This invention relates to a method of generating a signal for transmission. More particularly it relates to a method of generating a signal for multiple access transmission. It also relates to a method of receiving such a signal.
The invention relates to a block CDMA scheme that is general by nature, but encompasses several special cases, two of which are reduced-complexity multiple access techniques that are related to OFDMA and SC-FDMA.
Code division multiple access (CDMA) is a popular multiple access technique that is used to support multiple users simultaneously in a network. Many variants of CDMA exist, including direct sequence (DS) CDMA, multi-carrier (MC) CDMA, cyclic prefixed (CP) CDMA, and chip interleaved block spread (CIBS) CDMA. In addition to these variations, many receiver architectures are often available for implementation in CDMA systems, such as the well-known RAKE receiver, interference cancellation receivers, and receivers that rely on channel equalisation.
Some CDMA schemes are interference limited; that is to say, as the number of users in the network increases, residual interference caused by each user eventually also increases and eventually cripples the network, thus rendering simultaneous multiple access nearly impossible. This residual interference generally results from the loss of orthogonality amongst users, which primarily occurs when the channel is temporally dispersive.
Several recent developments in block CDMA systems, including so-called ‘generalised MC-CDMA’ (GMC-CDMA), CIBS-CDMA, single-carrier frequency division multiple access (SC-FDMA) (also known as DFT-spread OFDM), and a throughput-efficient block CDMA system, have led to multi-user interference (MUI) free transmission techniques.
US 2004120274, incorporated herein by reference, discloses CDMA transceiver techniques for wireless communications.
US 2002126740, also incorporated herein by reference, proposes chip-interleaved, block-spread multi-user communication.

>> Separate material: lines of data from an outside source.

PR #920, opened 2017-08-14
[Core V3] Fix pagify bug

Zephyrkul:
Yes, I'm bringing this up again, since development has moved on from my original PR at #646.

This one also implements the fix in PR #543 by @Chovin. While that issue has been *addressed*, the fix is... lacking, since it counts mass mentions in the entire text and removes that count from each page. Chovin's fix (counting only in the specific page, not in the entire text) should be better, since the page length will be more regular and there won't be any strange bugs of trying to post low-length messages in the rare case that there's a lot of mentions.

For commentary on my fix, which altogether prevents sending 0-length / whitespace-only messages, please see the original PR. (#646)

This has not yet been thoroughly tested, though it did fix the original issue that I had that spawned this PR in the first place.

### DIFF
--- a/core/utils/chat_formatting.py
+++ b/core/utils/chat_formatting.py
@@ -52,7 +52,7 @@ def pagify(text, delims=["\n"], *, escape_mass_mentions=True, shorten_by=8,
             yield to_send
         in_text = in_text[closest_delim:]
 
-    if len(in_text.strip()) > 0
+    if len(in_text.strip()) > 0:
         if escape_mass_mentions:
             yield escape(in_text, mass_mentions=True)
         else:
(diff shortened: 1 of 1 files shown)


core/utils/chat_formatting.py
```diff
@@ -35,25 +35,28 @@ def pagify(text, delims=["\n"], *, escape_mass_mentions=True, shorten_by=8,
...
-        yield to_send
+        if len(to_send.strip()) > 0:
+            yield to_send
         in_text = in_text[closest_delim:]
 
-    if escape_mass_mentions:
-        yield escape(in_text, mass_mentions=True)
-    else:
-        yield in_text
+    if len(in_text.strip()) > 0
```
palmtree5: Missing colon here

palmtree5 (dismissed):

Zephyrkul:
We got that one at the same time, it seems, Palm.

tekulvw:
It looks good to me, as you stated the current issues with pagify are fixed here and any new ones that come up can be dealt with then.

tekulvw (approved):

PR #926, opened 2017-08-15
Quote package name in pip function to prevent RCE

ghost:
Quote the name variable in the pip_install function to prevent people from
running arbitrary shell commands.


Twentysix26:
As discussed on Discord we were unable to reproduce this and the examples you provided are run through an insecure 3rd party cog.

PR #928, opened 2017-08-17
[Dev V3] mockmsg command

Tobotimus:
Since we already have a `mock` command which pretends a command was invoked by another user, another similar but equally useful feature is this `mockmsg` command, which pretends a message was sent by another user.

This would be really useful when developing cogs which interact with multiple users through `on_message` or `wait_for` events, such as Trivia.


tekulvw:
I'm going to approve and merge this because it's added as a dev command.

tekulvw (approved):

Issue #644, opened 2017-02-28
[Audio] Bug and Suggestions


jonyroda97:
### Bug
- Bot owner isn't marked as a listener.
If the autodisconnect on empty channel is enabled and if the owner is the only one on the channel, the bot disconnects after the set time.

### Suggestions
- On [p]song command show the current time that is playing.

- Multi playlists on queue.
Random playing between the playlists queued (but not like 1 from playlist A other from playlist B and then from playlist A again. Really randomised from all the songs).

- Auto Update Youtube Playlists.
I know it can be made with the scheduler cog but would be easier if it is implemented in the audio cog.

- Add a better queued response. 
This is good when you want to know who queued the sound and have the bot command messages delete enabled. Maybe something like: 
"\<user> queued in  \#<queue_position> \<title>
 (\<link>)"
Example: 
jonyroda97 queued in  \#800 **_Post Malone - Congratulations ft. Quavo_**
(https://www.youtube.com/watch?v=SC4xMk98Pdc)

- In #366 a way to export most replayed links to a youtube playlist (only youtube links)

jonyroda97:
More things to the #623 rewrite list

Twentysix26:
I can't seem to reproduce the bug.

jonyroda97:
i will try to find out how it happened

Twentysix26:
Added the suggestions to #623
Feel free to reopen if you have more details about that issue

Issue #623, opened 2017-02-16
[Audio] Suggestions for rewrite


tekulvw:
We're gonna use this as a collection board for any/all current or future audio suggestions.
- [ ] sfx #622 
- [x] better queue control #621 
- [x] local playlist files #620 
- [x] play individual local files
- [x] jump to time #619 
- [x] web radio stuff (which is the same thing as livestream) #548
- [x] event system in place to allow for channel based notifications #284
- [ ] configurable limit on max concurrent audio streams #272 
- [x] better soundcloud/yt playlist support #265
- [x] walk local playlists (sub-folder support) #270
- [x] auto pause if empty? #721 
- [x] current time in [p]song #644
- [x] ability to update (automatically?) saved playlists #644
- [x] allow skipping multiple songs #1845

*kill me now*

tekulvw:
![](https://github.trello.services/images/mini-trello-icon.png) [General Audio rewrite](https://trello.com/c/7G31eLks/1-general-audio-rewrite)

Fr6jDJF:
- #366 
- Downloading status/response so ppl don't re-queue (large tracks x100MB)

Jonny0181:
Maybe some sort of progress on the [p]song command out of the duration of the song, and something to be able to scroll through the queue with reactions when It doesn't show the whole queue?

Br0kenMaverick:
An embed control for a music dedicated text channel, with:
Info:
-Now playing
-Next 5 or 10 queued songs
Reaction buttons:
-play, pause, stop, volume.
-help

Something like this, but well put together :'D https://cdn.discordapp.com/attachments/295226583936008192/295227238423461890/Captura.PNG

PJP2810:
The ability to ADD a local list to the current queue (at least whilst it's playing from local music) e.g. [p]local start Playlist1 then whilst that is playing [p]local add Playlist2 Also if/when this is added it would make sense to be able to play multiple at once with something like [p]local start Playlist1 Playlist2 etc

rtil5:
a couple things if they haven't already been suggested: 

- queue pagination
- ability for anyone to skip/delete their own queued songs
- more information on each song (length, who queued it)
- in general a more verbose bot that lets users know what's playing and when, etc.

nadekobot and erisbot have good examples of these queuing features

PJP2810:
Fix emptydisconnect.

[...]

PR #931, opened 2017-08-17
Show info for songs when they are queued

alexwh:
Was requested in #644 and listed in #623

### DIFF
--- a/cogs/audio.py
+++ b/cogs/audio.py
@@ -1391,6 +1391,19 @@ class Audio:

An example of a so-called ‘generalised MC-CDMA’ system is described in “Wireless multicarrier communications”, Zhendao Wang, Giannakis, G. B., Signal Processing Magazine, Vol. 17, No. 3, pages 29-48, May 2000, incorporated herein by reference.
Shengli Zhou, Giannakis, G. B., Le Martret, C. describe a system using CIBS-CDMA in: “Chip-interleaved block-spread code division multiple access”, IEEE Transactions on Communications, Vol. 50, No. 2, pages 235-248, February 2002, incorporated herein by reference.
Single-carrier frequency division multiple access using DFT-spread OFDM is described in “Performance comparison of distributed FDMA and localised FDMA with frequency hopping for EUTRA uplink,” NEC Group and NTT DoCoMo, TSG RAN WG1 Meeting 42 R1-050791, August 2005, incorporated herein by reference, and “A low complexity transmitter structure for OFDM-FDMA uplink systems”, D. Galda and H. Rohling, in Proceedings of the IEEE Vehicular Technology Conference (VTC), Vol. 4, pages 1737-1741, May 2002, also incorporated herein by reference.
A throughput-efficient block CDMA system has been proposed by S. Tomasin and F. Tosato: “Throughput Efficient Block-Spreading CDMA: Sequence Design and Performance Comparison” in: Proceedings of the IEEE Global Telecommunications Conference (Globecom), November-December 2005, incorporated herein by reference.
In these systems, any number of users—up to a given maximum number—can theoretically transmit simultaneously without causing any degradation in system performance. However, beyond this maximum number of allowable users, the system becomes interference limited in a similar manner to other CDMA systems.